His acting career already spans three decades and includes a long list of popular and acclaimed TV shows and movies: 3rd Rock from the Sun, The Dark Knight Rises, Lincoln, Looper, Inception, Snowden, 500 Days of Summer …
Having graduated from child actor to blockbuster star, it’s hard to imagine that Gordon-Levitt ever struggled to find work. Yet an actor’s life is never certain, and dry spells are not uncommon.

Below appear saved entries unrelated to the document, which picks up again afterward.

PR #3074, opened 2026-05-25
feat!: drop support for Node.js 18 and 20

bennypowers:
## Summary

- Minimum supported Node.js version is now **22.0.0**
- Node.js 18 EOL'd April 2025, Node.js 20 EOL'd April 2026
- CI matrix tests on Node 22 and 24
- Bump GitHub Actions to latest (checkout v6, setup-node v6, upload-artifact v7)

## Node 26 / latest

Pinned to 24 instead of `latest` due to [Playwright/yauzl hang on Node 26](https://github.com/microsoft/playwright/issues/40724). Will re-add `latest` once Playwright ships the fix.

## ts-node workaround

Added `NODE_OPTIONS='--no-experimental-strip-types'` to CI test steps. Node 22.18+ enables native type stripping, which preempts ts-node and breaks mocha tests. This workaround will be removed when mocha is replaced with `node:test` in a follow-up PR.

## Test plan

- [ ] CI green on Node 22 and 24 (Linux + Windows)
- [ ] Lint passes
- [ ] Browser tests pass
- [ ] Storybook builder verification passes

### DIFF
--- a/.github/workflows/lint.yml
+++ b/.github/workflows/lint.yml
@@ -12,14 +12,14 @@ jobs:
     runs-on: ubuntu-24.04
 
     steps:
-      - uses: actions/checkout@v4
+      - uses: actions/checkout@v6
 
-      - name: Setup Node 20
-        uses: actions/setup-node@v4
+      - name: Setup Node 22
+        uses: actions/setup-node@v6
         env:
           FORCE_COLOR: 0
         with:
-          node-version: 20
+          node-version: 22
           cache: npm
 
       - name: Install Dependencies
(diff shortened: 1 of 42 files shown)


.github/workflows/lint.yml
```diff
@@ -12,14 +12,14 @@ jobs:
     runs-on: ubuntu-24.04
 
     steps:
-      - uses: actions/checkout@v4
+      - uses: actions/checkout@v6
 
-      - name: Setup Node 20
-        uses: actions/setup-node@v4
+      - name: Setup Node 22
```
web-padawan, line 17: nit: could also consider splitting GitHub Actions updates and switching to Node 22 for lint / verify to a separate PR, and keep this one purely about breaking change.

web-padawan (approved):

.github/workflows/lint.yml
bennypowers: You're right, I had thought about that too. Low risk, though.

PR #3081, opened 2026-05-31
refactor(rollup-plugin-import-meta-assets): migrate tests to node:test

bennypowers:
## Summary

- Migrate `@web/rollup-plugin-import-meta-assets` tests from mocha/chai/hanbi to `node:test` + `node:assert/strict` + `node:test` mock API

At Content Marketing World 2017, Gordon-Levitt talked about how just such a career dry spell led him to seize control of his creative destiny and to build something few startups and brands ever achieve: a thriving online community that not only pays for itself but also shares the wealth with its contributors.
CCO: How did the idea for HITRECORD come about? Were there moments in your life that formed the seeds for this project?
Gordon-Levitt: I’ve been an actor since I was 6 years old. At 19, I quit to go to college. When I wanted back in, I couldn’t get any acting roles. That was painful.
When you’re an actor, you depend on someone else to give you a role. That couldn’t be how it went in my life. I had to be creative and express myself on my own terms. HITRECORD became a symbol for me taking responsibility for my own creative outlet – for being the one to push that record button on the video camera. It’s also a pun. In the past, media was an object you would consume, like a hit record. Now media is more and more something you do, an action you take, something that you’re a part of.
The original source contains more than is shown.